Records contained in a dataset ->
* * *
PR #877, opened 2019-09-17
IRSA-3121-showing the option to Send to background in TimeSeries

lznakano:
1. Remove the redundancy of the  download panel (ZtfDownloadOptionPanel, PtfDownloadOptionPanel), and all download among missions share the same download panel
  2. Modify the downloaderOptPanel in LcResult,  to make it backgorundable and share with all missions
  3. Add BgMaskPanel in LcResult

@ejoliet 
When I worked on Firefly-159 and IRSA-3113, I found that the multi-downloand panel is very problem pron.  I fixed the bug in DefaultPanel, I found only WISE worked right and ZTF, PTF all did not work.  After I looked into these two, I found there is no need to maintain three similar download panels.   If you compare the ptf/ztf panel with the default panel, you find the only difference is the mission parameters.  Thus, I removed ZTF/PTF download panel and modified the default download panel to share among the missions.  When I fix bug, I only need to fix it in one download panel. 

This pull request is depending on Firefly-159.  FYI

Test URL is
 https://irsawebdev9.ipac.caltech.edu/irsa-3121-Lijun/irsaviewer/ts.html

### DIFF
--- a/src/firefly/js/core/background/BackgroundCntlr.js
+++ b/src/firefly/js/core/background/BackgroundCntlr.js
@@ -173,10 +173,12 @@ function bgPackage(action) {
         SearchServices.packageRequest(dlRequest, searchRequest, selectionInfo)
             .then((bgStatus) => {
                 if (bgStatus) {
+                    const fileName = dlRequest.fileName|| dlRequest.Title.split(':')[0];
+                    bgStatus.fileName = fileName;
                     bgStatus = bgStatusTransform(bgStatus);
                     const url = get(bgStatus, ['ITEMS', 0, 'url']);
                     if (url && isSuccess(get(bgStatus, 'STATE'))) {
-                        download(url);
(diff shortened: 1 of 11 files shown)


ejoliet:
You might want wait for the #881 PR to be merged and rebase because some refactoring code here is probably still needed.

loitly:
Please don't merge.  I believe my changes addresses all of these issues.  What is it in this PR that is not fixed in mine?  Most of the changes here conflict with mine.

ejoliet:
Loi is correct, and i know what we said Lijun about having the mask on the table but now it will be consistent to inherit the Firefly one which has all the visual included so nothing to be added. I think you still want to keep the refactoring of the duplicated function.

ejoliet:
@lznakano i think most of the issues were taking care by the update in #881 .

PR #880, opened 2019-09-20
FIREFLY-381: Prepare download dialog updates

loitly:
https://jira.ipac.caltech.edu/browse/FIREFLY-381

Add progress indicator and option to background prepare download jobs.  This should be implemented such that the behavior is consistent among all applications using Firefly.
See `Intended behavior: ` section of the ticket for more details.

To test, use Time Series:  https://irsawebdev9.ipac.caltech.edu/FIREFLY-381_download_dialog_mask/firefly/ts.html
- Upload a file
- Select all from the `Input Data` result table
- Click `Prepare Download` located top right corner.

PS.  
https://irsawebdev9.ipac.caltech.edu/FIREFLY-381_download_dialog_mask/applications/finderchart/
I built finderchart to see if the above changes would propagate down to finderchart, and it did not.  The reason is because finderchart is using a copy of the above dialog and not using one made through widget composition. (FinderchartDownloadDialog.jsx)  This is an example of the multiple versions issue I mentioned in the meeting.

### DIFF
--- a/src/firefly/js/core/background/BackgroundCntlr.js
+++ b/src/firefly/js/core/background/BackgroundCntlr.js
@@ -2,7 +2,6 @@
  * License information at https://github.com/Caltech-IPAC/firefly/blob/master/License.txt
  */
 
-import {take} from 'redux-saga/effects';
 import {set, get, has, pick, isNil} from 'lodash';
 
 import {flux} from '../../Firefly.js';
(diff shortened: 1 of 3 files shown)


lznakano:
I saw your changes.  You added the MaskPanel in DownloadDialogPanel, Great! The existing mask property previously did not have the "Send to background" ( I tried once).   It worked nicely now!

You can test Sofia.  The changes should be propagated to it.   

Question:
When the job is sent to background, should the dialog be closed?  Is it your intension to keep it open always?

loitly:
> When the job is sent to background, should the dialog be closed? Is it your intension to keep it open always?

It's not absolutely clear that closing the dialog after download completed or when the user clicked on send to background is a good idea.  Plus, the added behavior is not trivial, requiring additional states to track.  
Because of this, I've decided to leave it as is until the feature is requested by CCB.

ejoliet:
I think for now let's not close the dialog and make more work in that direction. 
I think we can discuss it later in CCB and among us but at least for now the purpose is met, which is to have a unique component and visual for any other app to use it.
* * *
PROBLEM TO WORK ON ->
Using the records above, copy every line that has the word "LcResult" in it.

WORKED SOLUTION ->
  2. Modify the downloaderOptPanel in LcResult,  to make it backgorundable and share with all missions
  3. Add BgMaskPanel in LcResult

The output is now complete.